HEBRON, West Bank -- A former Palestinian Cabinet minister entered the besieged Palestinian Authority headquarters in the West Bank on Friday to negotiate the surrender of 15 wanted men after a four-day standoff but said he could not find anyone inside.
It was possible, Talal Sidr told The Associated Press, that the men were in parts of the heavily damaged four-story building that he was unable to check.
"I didn't see anyone, but that doesn't mean there is no one inside because there are places that are heavily damaged that I couldn't enter," he said, shortly after his visit of less than an hour inside the building in Hebron.
The Israeli army had no immediate comment.
With Israeli troops controlling seven of the eight main West Bank cities and towns, the Palestinian leadership issued a statement on Friday condemning the Israeli incursions into Palestinian areas as "an attempt to sabotage peace efforts."

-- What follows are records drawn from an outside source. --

Issue #2173, opened 2026-06-24
RewriteMap unescape builtin use causes one-byte out-of-bounds write, fails to reject illegal characters


Castaglia:
Fabian Wahle of Hap Security disclosed the following issue for the `mod_rewrite` module.

**Summary**

When an admin configures:
```
<IfModule mod_rewrite.c>
  ...
  RewriteMap unescape int:unescape
  RewriteRule (.*) ${unescape:$1}
 ...
</IfModule>
```
and applies `${unescape:$1}` to client command arguments, the `rewrite_map_int_unescape()` allocates `strlen(key)` bytes and writes the NUL terminator at `value[i]`, causing a one-byte overflow for non-empty inputs.  The same code checks `key[i]` instead of decoded `value[i]`, allowing encoded `/` and NUL-style controls through the guard.

Castaglia:
Fixed in master, and backported to the 1.3.9 branch.

PR #2174, opened 2026-06-24
Issue #2173: Ensure that the `unescape` builtin `RewriteMap` allocate…

Castaglia:
…s enough memory to properly NUL-terminate the generated value without overflow.

In addition, make sure that we properly check the decoded characters, and reject unallowed `/`, NUL characters.

### DIFF
--- a/contrib/mod_rewrite.c
+++ b/contrib/mod_rewrite.c
@@ -1317,42 +1317,62 @@ static const char *rewrite_subst_maps(cmd_rec *cmd, const char *pattern) {
         /* Handle FIFO maps */
         if (strcmp(c->argv[1], "fifo") == 0) {
           lookup_value = rewrite_subst_maps_fifo(cmd, c, &map);
-          rewrite_log("rewrite_subst_maps(): fifo map '%s' returned '%s'",
-            map.map_name, lookup_value);
+          if (lookup_value != NULL) {
+            rewrite_log("rewrite_subst_maps(): fifo map '%s' returned '%s'",
+              map.map_name, lookup_value);
+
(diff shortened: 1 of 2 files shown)


contrib/mod_rewrite.c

The statement, quoted by the Palestinian Wafa news agency, appealed to the world leaders attending the G-8 summit in Canada to "send observers to the region to ensure implementation of a cease-fire."

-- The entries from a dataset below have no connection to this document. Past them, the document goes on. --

PR #2185, opened 2026-06-26
Address more memory leaks found while doing basic behavior tests with…

Castaglia:
… ASAN-instrumented builds.

### DIFF
--- a/contrib/mod_sftp/mod_sftp.c
+++ b/contrib/mod_sftp/mod_sftp.c
@@ -2358,7 +2358,7 @@ static void sftp_mod_unload_ev(const void *event_data, void *user_data) {
   destroy_pool(sftp_pool);
   sftp_pool = NULL;
 
-  close(sftp_logfd);
+  (void) close(sftp_logfd);
   sftp_logfd = -1;
 }
 #endif /* PR_SHARED_MODULE */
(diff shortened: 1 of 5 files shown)


contrib/mod_sftp/mod_sftp.c
```diff
@@ -2515,6 +2515,13 @@ static void sftp_restart_ev(const void *event_data, void *user_data) {
 
   /* Clear the client banner regexes. */
   sftp_interop_free();
+
+#if defined(HAVE_OSSL_PROVIDER_LOAD_OPENSSL)
+  if (legacy_provider != NULL) {
```
Castaglia, line 2520: This provider is loaded during the "postparse" event handling, which happens after a restart anyway.  Failing to unload it here leaks memory.

contrib/mod_shaper.c
```diff
@@ -2071,13 +2071,19 @@ MODRET shaper_pre_pass(cmd_rec *cmd) {
    * in the daemon process.
    */
 
-  PRIVS_ROOT
-  shaper_tabfd = open(shaper_tab_path, O_RDWR);
```
Castaglia, line 2075: If `shaper_tab_path` is NULL (as it will be with, with a configuration that does not enable/configure the `mod_shaper` module), then `open(2)` is called with a NULL argument, which rightly generates a runtime warning about calling it with an illegal (NULL) value.

contrib/mod_tls.c
```diff
@@ -15925,6 +15925,11 @@ static void tls_restart_ev(const void *event_data, void *user_data) {
   }
 #endif /* PR_USE_CTRLS */
 
+  if (ssl_ctx != NULL) {
```
Castaglia, line 15928: This `ssl_ctx` is allocated during the "postparse" event handling, which happens as part of a restart; failing to free it here leaks memory.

At the hilltop Hebron building, where the regional Palestinian administration is housed, television showed a bulldozer knocking through the wall at the ground level of the fortress-like building. Friday was the fourth day of the Israeli siege of the building.
A day earlier, Israeli helicopters fired four missiles at the structure. Soldiers outside warned that they would go in and extract the gunmen if they did not give themselves up.
"I think they have to surrender and give up," Israeli Foreign Minister Shimon Peres said on Friday. "There is no sense for them to fight."
Sidr, who is from Hebron, said he went in with Israeli permission after discussing the matter with Israeli authorities. He said that after his look around he suggested to the Israelis they end the siege and check inside the building.
Tanks had been firing at the building, and explosions were heard every few minutes at the compound, witnesses said.
The military said about 15 Palestinians wanted by Israel as terrorism suspects were believed holed up inside the squat, unadorned building, which was first used by the British army and handed over, in turn, to Jordan, Israel and then the Palestinians.
"We know that a few wanted persons are inside and we intend to apprehend them," army spokesman Brig. Gen. Ron Kitrey told Israel Army Radio. "We prefer to do it without a battle, but if it proves necessary, there will be one."
Late Thursday the Israeli military said in a statement that soldiers in the West Bank town of Qalqilya "opened fire" on a group of people who were outside despite the curfew, wounding three children, one seriously. Palestinians said the seriously wounded child was a 9-year-old boy who was shot in the head and in critical condition.
"The preliminary investigation shows that the soldiers acted improperly, and the army expresses its regret. The investigation continues," the statement said.
The incident was apparently a tragic misunderstanding. Palestinian high school seniors are taking standardized final exams this week, and in many places the Israeli military is lifting the curfew to allow them to get to their schools. Israeli Civil Administration spokesman Maj. Peter Lerner confirmed that the intention was to lift the curfew for students in Qalqiliya.